Of course, Mr. Obama handily won Iowa’s 2008 Democratic caucus.
Mr. Yepsen acknowledged that Mr. Trump’s tough talk on immigration, trade and national security resonates with voters in Iowa and across the country. But he said that might not be enough.
“I just think you have to look like a president, you have to act like a president, and protest candidates, angry candidates ultimately don’t do very well because protest and anger are not presidential,” he said. “We expect our presidents to be upbeat and optimistic: Reagan, Roosevelt, John Kennedy. The hot populist, the angry candidate — Jesse Jackson, Pat Robertson, Ross Perot — they may appeal to people and they may get some votes, but on caucus night it is oftentimes cooler heads that prevail.”
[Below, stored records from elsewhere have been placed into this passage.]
Issue #417, opened 2019-04-09
Allow fully closing a bulkhead


jguerra:
BulkheadConfig.Builder currently guards against setting maxConcurrentCalls to 0. It would be useful to be able to completely close a bulkhead by setting maxConcurrentCalls to 0

RobWin:
Hi,

can you please explain when do you need it? Maybe a CircuitBreaker is better suited in front of a Bulkhead?

RobWin:
Will be part of v0.15.0

PR #433, opened 2019-04-24
Issue #417: Allow to set maxConcurrentCalls to zero in order to close…

RobWin:
… a bulkhead fully.


Romeh:
maybe one unit test for changing the configuration from 1 to 0 and see if it is well respected as it should be

PR #1570, opened 2023-11-03
prometheus metrics: add option to specify listen address

jpiper:
In the situation that you have multiple interfaces/IP addresses, we want to be able to specify which one we want to expose the prometheus metrics on.

This is the follow up to #1244 with the PR feedback addressed.


aauren:
Thanks @jpiper!

I'll try to take a look this weekend and merge.

aauren:
Got a chance to put it through its paces. LGTM.

Thanks for the contribution!

PR #1582, opened 2023-12-03
fix(hairpin): set hairpin_mode for veth iface

aauren:
It used to be that the kubelet handled setting hairpin mode for us: https://github.com/kubernetes/kubernetes/pull/13628

Then this functionality moved to the dockershim:
https://github.com/kubernetes/kubernetes/pull/62212

Then the functionality was removed entirely:
https://github.com/kubernetes/kubernetes/commit/83265c9171f

Unfortunately, it was lost that we ever depended on this in order for our hairpin implementation to work, if we ever knew it at all. Additionally, I suspect that containerd and cri-o implementations never worked correctly with hairpinning.

Without this, the NAT rules that we implement for hairpinning don't work correctly. Because hairpin_mode isn't implemented on the virtual interface of the container on the host, the packet bubbles up to the kube-bridge. At some point in the traffic flow, the route back to the pod gets resolved to the mac address inside the container, at that point, the packet's source mac and destination mac don't match the kube-bridge interface and the packet is black-holed.

This can also be fixed by putting the kube-bridge interface into promiscuous mode so that it accepts all mac addresses, but I think that going back to the original functionality of enabling hairpin_mode on the veth interface of the container is likely the lesser of two evils here as putting the kube-bridge interface into promiscuous mode will likely have unintentional consequences.

With this fix, kube-router now passes the Kubernetes end-to-end conformance test for hairpinning traffic.

### DIFF
--- a/pkg/controllers/proxy/hairpin_controller.go
+++ b/pkg/controllers/proxy/hairpin_controller.go
@@ -1,0 +1,121 @@
+package proxy
+
+import (
+	"fmt"
+	"net"
+	"os"
+	"path"
+	"runtime"
+	"sync"
+	"time"
+
+	"github.com/cloudnativelabs/kube-router/v2/pkg/healthcheck"
+	"github.com/cloudnativelabs/kube-router/v2/pkg/utils"
+	"github.com/vishvananda/netns"
+	"k8s.io/klog/v2"
+)
+
+type hairpinController struct {
+	epC <-chan string
+	nsc *NetworkServicesController
+}
+
+func (hpc *hairpinController) Run(stopCh <-chan struct{}, wg *sync.WaitGroup,
+	healthChan chan<- *healthcheck.ControllerHeartbeat) {
+	defer wg.Done()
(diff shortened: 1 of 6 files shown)


pkg/controllers/proxy/hairpin_controller.go
```diff
@@ -0,0 +1,121 @@
...
+		if err != nil {
+			return fmt.Errorf("failed to prepare endpoint %s to do direct server return due to %v",
+				endpointIP, err)
+		}
+	} else {
+		// We expect CRI compliant runtimes here
+		// ugly workaround, refactoring of pkg/Proxy is required
+		pid, err = hpc.nsc.ln.getContainerPidWithCRI(hpc.nsc.dsr.runtimeEndpoint, containerID)
+		if err != nil {
+			return fmt.Errorf("failed to prepare endpoint %s to do DSR due to: %v", endpointIP, err)
```
szuecs, line 86: you should use `fmt.Errorf("...: %w", ..., err)` instead of %v for error type propagation that you can later check with errors.Is or convert with errors.As

aauren:
Progress towards: #1596

PR #1584, opened 2023-12-08
Fix Ddd hostPID to Daemonsets

aauren:
Since #1582  was merged, we now rely upon having access to the host's PID namespace in order to detect which veth device a given container doing hairpinning is using. As such, we now add it to the daemonsets in the example and attempt to direct users upon certain errors.


aauren:
Progress towards: #1596

Issue #1588, opened 2023-12-13
kube-router breaks iptables beacause it insists on using iptables table "filter"


simonfelding:
**What happened?**
When I start kube-router, it creates the table "filter" and adds rules to it. This leads to the error:
`iptables v1.8.5 (nf_tables): table 'filter' is incompatible, use 'nft' tool.` when I use `iptables -L`.

It's entirely avoidable by just not using the "filter" table when the nf_tables backend is used, as nftables doesn't put special meaning to table names.

**What did you expect to happen?**
I expected kube-router to work without breaking iptables.

**How can we reproduce the behavior you experienced?**
1. install oracle linux 8
2. download k0s
3. `k0s install controller --single`
4. `watch iptables -L`

** System Information (please complete the following information):**
 - Kube-Router Version (`kube-router --version`): 1.6.0
 - Kube-Router Parameters: default
 - Kubernetes Version (`kubectl version`) : v1.28.4
 - Cloud Type: on premise
 - Kubernetes Deployment Type: k0s
 - Kube-Router Deployment Type: [e.g. DaemonSet, System Service]
 - Cluster Size: 1 node

simonfelding:
I realize this is kube-router v.2.0.0, but I looked through the kube-router code and didn't find any changes that would have solved this.

aauren:
Hey @simonfelding 

First off, I'm not sure if you intended this or not, but your issue description comes off a bit abrasive. The sentiment seems to be that we insisted on breaking compatibility for your use-case. While that may happen from time to time accidentally, we certainly never intend to make design mistakes in kube-router and we would appreciate if, in the future you would word your issue descriptions a bit more carefully so as to give us, and other open source projects, the benefit of the doubt in this respect.

In this case, we are not able to use any table other than the filter table because at its heart kube-router uses iptables the same as you're trying to do on your node. The incompatibility that you're experiencing is because the iptables that is included in the kube-router container by k0s is using iptables in legacy mode (https://wiki.nftables.org/wiki-nftables/index.php/Legacy_xtables_tools). You can see this by entering the kube-router container of k0s and looking at how it is linked:

```sh
k0s:~# iptables --version
iptables v1.8.9 (nf_tables)
k0s:~# which iptables
/sbin/iptables
k0s:~# ls -l /sbin/iptables
lrwxrwxrwx    1 root     root            23 Dec 13 20:42 /sbin/iptables -> /sbin/xtables-nft-multi
```

[...]

PR #1589, opened 2023-12-14
Pin iptables to 1.8.8-r1

simonfelding:
As per https://github.com/cloudnativelabs/kube-router/issues/1588, pin the iptables version to 1.8.8-r1 in order to support RHEL8-based distros.

### DIFF
--- a/Dockerfile
+++ b/Dockerfile
@@ -10,10 +10,11 @@ RUN apk add --no-cache make git \
     && make gobgp
 
 FROM ${RUNTIME_BASE}
-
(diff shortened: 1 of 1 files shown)


aauren:
@simonfelding - At this point, I don't think that we're willing to accept a pin of iptables in the main kube-router container, but if you want to rework this as an additional container based on the RHEL UBI image, like @mrueg suggested here: https://github.com/cloudnativelabs/kube-router/issues/1588#issuecomment-1863333452 then we are open to that change.

aauren:
Closing this for lack of response.

Issue #521, opened 2018-08-25
TCP Connection reset after connection was idle for more that 15 minutes


tanapoln:
My applications communicates via gRPC and the connections was not active all time. When a specific connection was idle for more than 15 minutes, it would get RST packet after try to write to that connection.

A tcpdump on client-side (a sender) shows that RST packet comes from remote IP but tcpdump on server-side (a receiver) show nothing about RST packet. I also notice that TTL of RST packet is not decrease (default TTL=64 in my server).

I suspect that it was not sent from remote but in a local itself. You can check with this tcpdump capture: [tcpdump.zip](https://github.com/cloudnativelabs/kube-router/files/2320742/tcpdump.zip)

I also wonder why there are retransmission and duplicate packets in tcpdump result but leave it later about that.

The problem I found can reproduce reliably, you can use attached Kubernetes YAML to test and see result: [grpc-test.yml.zip](https://github.com/cloudnativelabs/kube-router/files/2320741/grpc-test.yml.zip). I also tested using default `kubenet` and problem was not found.

The code of grpc-test do simply task: client send RPC to server every specific interval which can be configure via environment variable `INTERVAL_MS`. The connection will establish at the beginning when client was started.

### Environments:
Kubernetes: 1.9.3
Docker: 17.3.2
Linux Kernel: 4.4.121-k8s (Debian jessie)
Kube-router: 0.1.0

My cluster was provisioned using Kops with this command:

He pointed to polls showing a large percentage of Iowa Republican caucusgoers saying they would never vote for Mr. Trump.
A Bloomberg Politics/Des Moines Register poll last month showed that 25 percent of likely Republican caucusgoers picked Mr. Trump as the candidate they would most like to see drop out of the race, the highest share of any candidate.
Craig Robinson, a former GOP operative who writes the Iowa Republican blog, said the pundits and the political activists had misjudged the energy and convictions of Mr. Trump’s supporters.
“It’s wishful thinking from those people supporting traditional candidates, and I think they underestimate Trump a little bit,” said Mr. Robinson, who is not supporting a candidate in the race.
He said the huge crowds turning out to see Mr. Trump, such as the 3,500 at an event in Burlington, are not simply gawkers or fans of his TV shows.
Mr. Santorum won Burlington in 2012 with 388 votes — or just 10 percent of Mr. Trump’s crowd.
At the Burlington event Mr. Robinson said he saw veterans wearing their military caps leaving with Trump yard signs. He also saw people showing up already wearing Trump hats bearing the campaign motto “Make America Great Again” — meaning they’d signed on even before hearing him speak.
“These are Trump supporters,” he said.